Only a number is required: the count of lines in the material below that contain "each".
--------------------------------------------------
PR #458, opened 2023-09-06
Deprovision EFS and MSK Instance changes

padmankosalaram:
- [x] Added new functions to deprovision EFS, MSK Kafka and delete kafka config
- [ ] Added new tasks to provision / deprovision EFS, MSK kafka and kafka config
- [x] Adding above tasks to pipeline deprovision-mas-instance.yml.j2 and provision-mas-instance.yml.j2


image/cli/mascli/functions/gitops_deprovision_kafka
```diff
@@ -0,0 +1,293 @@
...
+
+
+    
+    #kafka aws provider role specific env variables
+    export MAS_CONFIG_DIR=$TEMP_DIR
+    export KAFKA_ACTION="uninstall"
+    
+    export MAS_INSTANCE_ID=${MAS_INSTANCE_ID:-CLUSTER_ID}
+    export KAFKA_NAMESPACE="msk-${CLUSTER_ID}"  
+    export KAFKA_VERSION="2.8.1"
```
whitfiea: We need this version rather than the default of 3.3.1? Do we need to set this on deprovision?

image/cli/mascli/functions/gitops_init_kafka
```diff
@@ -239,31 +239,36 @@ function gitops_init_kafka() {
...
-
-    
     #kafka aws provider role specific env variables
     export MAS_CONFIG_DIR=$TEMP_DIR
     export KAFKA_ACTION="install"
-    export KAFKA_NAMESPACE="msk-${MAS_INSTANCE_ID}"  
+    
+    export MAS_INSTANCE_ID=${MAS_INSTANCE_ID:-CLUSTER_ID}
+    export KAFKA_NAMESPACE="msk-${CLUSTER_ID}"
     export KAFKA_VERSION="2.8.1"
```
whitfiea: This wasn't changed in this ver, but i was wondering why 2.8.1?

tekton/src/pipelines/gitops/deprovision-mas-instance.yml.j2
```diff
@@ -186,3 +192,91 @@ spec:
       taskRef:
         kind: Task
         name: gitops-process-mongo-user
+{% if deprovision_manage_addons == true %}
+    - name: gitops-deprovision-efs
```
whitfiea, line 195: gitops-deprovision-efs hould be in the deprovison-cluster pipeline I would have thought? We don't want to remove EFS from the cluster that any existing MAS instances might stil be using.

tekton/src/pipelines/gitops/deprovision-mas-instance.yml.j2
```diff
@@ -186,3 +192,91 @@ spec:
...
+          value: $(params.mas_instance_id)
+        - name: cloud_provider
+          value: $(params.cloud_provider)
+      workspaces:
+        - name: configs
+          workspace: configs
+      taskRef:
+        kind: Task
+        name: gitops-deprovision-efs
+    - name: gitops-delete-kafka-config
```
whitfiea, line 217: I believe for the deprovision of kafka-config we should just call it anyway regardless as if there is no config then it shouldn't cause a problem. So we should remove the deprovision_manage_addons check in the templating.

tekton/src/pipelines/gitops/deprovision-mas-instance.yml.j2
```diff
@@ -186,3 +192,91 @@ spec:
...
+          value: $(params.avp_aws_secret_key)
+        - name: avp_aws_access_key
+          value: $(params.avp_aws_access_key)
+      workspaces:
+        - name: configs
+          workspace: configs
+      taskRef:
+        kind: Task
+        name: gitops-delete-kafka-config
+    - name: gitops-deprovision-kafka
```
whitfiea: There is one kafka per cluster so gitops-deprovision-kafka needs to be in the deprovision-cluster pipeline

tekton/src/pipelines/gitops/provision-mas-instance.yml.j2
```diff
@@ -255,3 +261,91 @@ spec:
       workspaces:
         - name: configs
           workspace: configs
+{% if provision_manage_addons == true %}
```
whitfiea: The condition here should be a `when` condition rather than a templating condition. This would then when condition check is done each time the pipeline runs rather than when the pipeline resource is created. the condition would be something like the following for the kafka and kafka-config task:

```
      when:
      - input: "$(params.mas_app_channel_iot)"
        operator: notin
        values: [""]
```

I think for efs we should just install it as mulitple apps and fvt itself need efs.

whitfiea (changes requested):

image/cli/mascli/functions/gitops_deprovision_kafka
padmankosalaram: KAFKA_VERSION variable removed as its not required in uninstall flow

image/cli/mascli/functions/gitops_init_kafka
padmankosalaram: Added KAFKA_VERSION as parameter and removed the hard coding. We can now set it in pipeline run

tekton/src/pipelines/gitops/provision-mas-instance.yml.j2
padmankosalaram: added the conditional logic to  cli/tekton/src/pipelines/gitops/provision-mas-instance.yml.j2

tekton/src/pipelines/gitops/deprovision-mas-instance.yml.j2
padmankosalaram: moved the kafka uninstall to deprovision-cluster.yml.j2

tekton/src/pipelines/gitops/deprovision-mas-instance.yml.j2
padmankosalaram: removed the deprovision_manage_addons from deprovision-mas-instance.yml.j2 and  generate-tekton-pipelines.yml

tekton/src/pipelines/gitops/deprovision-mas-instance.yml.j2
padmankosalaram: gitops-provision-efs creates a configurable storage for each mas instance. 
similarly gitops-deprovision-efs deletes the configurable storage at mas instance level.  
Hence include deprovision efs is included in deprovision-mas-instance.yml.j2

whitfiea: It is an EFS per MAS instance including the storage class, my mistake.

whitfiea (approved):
--------------------------------------------------
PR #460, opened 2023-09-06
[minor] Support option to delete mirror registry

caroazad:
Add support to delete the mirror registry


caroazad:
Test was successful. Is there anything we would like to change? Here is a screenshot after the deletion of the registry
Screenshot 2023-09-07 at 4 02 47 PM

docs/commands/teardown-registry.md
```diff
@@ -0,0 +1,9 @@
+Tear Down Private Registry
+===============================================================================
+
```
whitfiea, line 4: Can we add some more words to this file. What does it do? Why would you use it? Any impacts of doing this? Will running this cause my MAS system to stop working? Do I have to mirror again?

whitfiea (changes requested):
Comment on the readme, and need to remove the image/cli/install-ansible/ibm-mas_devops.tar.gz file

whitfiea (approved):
--------------------------------------------------
Reply to the exercise:
2